Even though we think of the sky as having countless stars, it turns out we can only see several hundred of them due to light pollution. In fact, our Milky Way galaxy contains several hundred billion stars. Only in very dark skies can you see anything beyond the Milky Way. Until recently, our sibling galaxies, the Triangulum and Andromeda, were the most distant objects visible to the naked eye, at a distance between two to three million light years. Recently, something even more distant was seen. Though it was only slightly brighter than the faintest stars visible to us, it was very distant, and very old, light. At a staggering seven and a half billion light years away it was still seen, if even for seconds, and if you knew where to look.

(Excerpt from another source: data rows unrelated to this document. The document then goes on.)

PR #1112, opened 2018-11-25
OCXO OH300

aewallin:
ConnorWinfield SMD OCXO model OH300

Datasheet: http://www.conwin.com/datasheets/cx/cx282.pdf

Screenshot:
oh300

Symbol PR: https://github.com/KiCad/kicad-symbols/pull/1174

------------


poeschlr:
Thanks for this contribution.

Sadly i can see some issues with it that need to be fixed.
The datasheet calls out a keepout area for traces on the "top layer" (copper layer nearest to the part)
It also calls for a copper zone in the layer below it.

Kicad does not directly support adding keepout areas to the footprint. So we can only add notes to it to indicate this. Read http://kicad-pcb.org/libraries/klc/F4.5/ for more details.

The pin 1 indicator on the fab layer is missing. I suggest a chamfer on the nearest edge.

Rotate the footprint by 90 degree clockwise to get pin 1 to the top right corner.

The courtyard clearance should be 0.5mm for crystals (+/-0.005 mm to get it on 0.01mm grid)

There are also some dimensions wrong. See dimensioned drawing for more details.

oscilator svg

aewallin:
- missing the keepout (I don't know how to draw this)
- KLC errors on silkscreen intersecting bottom GND-pad
oh300

poeschlr:
We can not add a bottom pad to get the result explained in the application note. We do not know if this footprint is used in a two layer or 32 layer pcb. This is why a note on the user layers is the best option.

What part of the linked KLC (tutorial) is unclear to you regarding the keepout? Maybe we can help you out there.

aewallin:
regarding the tools: it seems the way to draw on Dwgs.User or make comments on Cmts.User is to first add the graphic/text on some other layer and then edit the properties with "E" and change the layer to Dwgs.User or Cmts.User?
tools

aewallin:
The footprint now has a zone drawing on Dwgs.User and a note about keepout on top and GND on 2nd layer.
oh300

poeschlr:
We typically do not use circles as pin 1 markers. Make a chamfer on the corner nearest pin 1.

Rotate the part by 90 degree clockwise to get pin one to the top left corner.

The courtyard clearance is not yet quite right in y direction.

screenshot from 2018-12-05 19-02-09

aewallin:
rotated, chamfered f.fab, fixed courtyard clearance:
oh300

poeschlr:
Looks good, thanks.

PR #1114, opened 2018-11-26
Fix 12BH611-GR pad numbering

### LINKED ISSUE #1113: Footprint 12BH611-GR: wrong pins
I used 12BH611-GR as a footprint for a Device/Battery. 

12BH611-GR, from a top view, having the snap on the right side:

- Pin 1 is used for the negative side (upper)
- Pin 2 is used for the positive side (lower)

But in order to work with Device/Battery, it should be:

- Pin 1: positive side (lower)
- Pin 2: negative side (upper)

I went ahead and changed it in my local copy, and verified that everything worked the way it should after swapping the pin numbers.

frarees:
Fixes #1113


evanshultz:
Thanks!

We need pin 1 at the origin, so can you please move the footprint? There are a number of line widths that CI caught which you can fix if you like but are not required.

frarees:
Went through those. Didn't know about those rules, but Travis helped out 👍

evanshultz:
Cross-posting.

I can merge this if you like, but if you care to fix line widths that would be nice. You could also unrotate pin 1.

Note that there is no 3D model so moving the footprint isn't a problem for our library.

frarees:
Going to fix the rotation of pin 1. What is the issue with line widths?

evanshultz:
Here is the current footprint:
image

Great! Thank you!

There are actually still a couple things that would be nice to do:
- Move the value below the footprint.
- Move the silk ref des above it.
- Put the fab ref des in the middle (currently it's under the silk ref des).

Would you mind also making those fixes? Certainly the pinout is the critical one so if that's not possible I will merge as is.

evanshultz:
Fabulous! Thank you!

PR #1115, opened 2018-11-26
Added Toshiba isolator SOIC footprints

evanshultz:
Scripted footprints needed by https://github.com/KiCad/kicad-symbols/pull/1177. See lots more info at https://github.com/KiCad/kicad-symbols/pull/884.

- https://toshiba.semicon-storage.com/info/docget.jsp?did=11791&prodName=TLP185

What was this fleeting image? It was a bright gamma ray burst. Gamma rays are the most energetic form of “light” or electromagnetic energy. Gamma rays are produced by all stars, but when a huge star dies, it often produces prodigious amounts of them as it collapses. Astronomers think that these gamma ray bursts we see all around us are the relics of the deaths of some of the very first stars formed in the early universe. When they die, they go out with a big flash.

The incredible thing about gamma bursts we detect is that they are all very distant, but incredibly powerful and bright, much brighter than anything known in the universe. But they are not bright in all directions. The reason they can show up looking so luminous after seven and a half billion years of travel in a stretching universe is because the energy is bundled into relatively narrow columns. The energy streams out like a beacon from a lighthouse and if earth happens to lie along its route through the universe, we will catch a glimpse of it.

Astronomers are very interested in spying gamma ray bursts because they could tell us more about the early universe. Bursts of high energy rays are very harmful to humans, so it’s providential that air stops gamma and x-rays from getting to us. But it also makes them hard to find. Currently NASA has a telescope in orbit called Swift that scans the universe for gamma ray bursts. The problem with gamma rays is that they are much more energetic than visible light waves, and they don’t give a very accurate image of what they are detecting. It’s like trying to draw a picture using a shotgun rather than a pencil. In order to pinpoint where the bursts come from, we have to coordinate space and earth telescopes. So astronomers on earth are tied into Swift’s detectors. Once the gamma rays are detected, astronomers know about it and telescopes on earth can search the same area for visible light, which sometimes accompanies the bursts. Once we find them, we can study the information the bursts give us and map them.

Even though the bursts aren’t around for long, they do give us an incredible look at our past, into a time where the universe was dominated by giant hydrogen stars and was much smaller than it is today. It’s a universe that is continually changing, and revealing itself to us a burst at a time.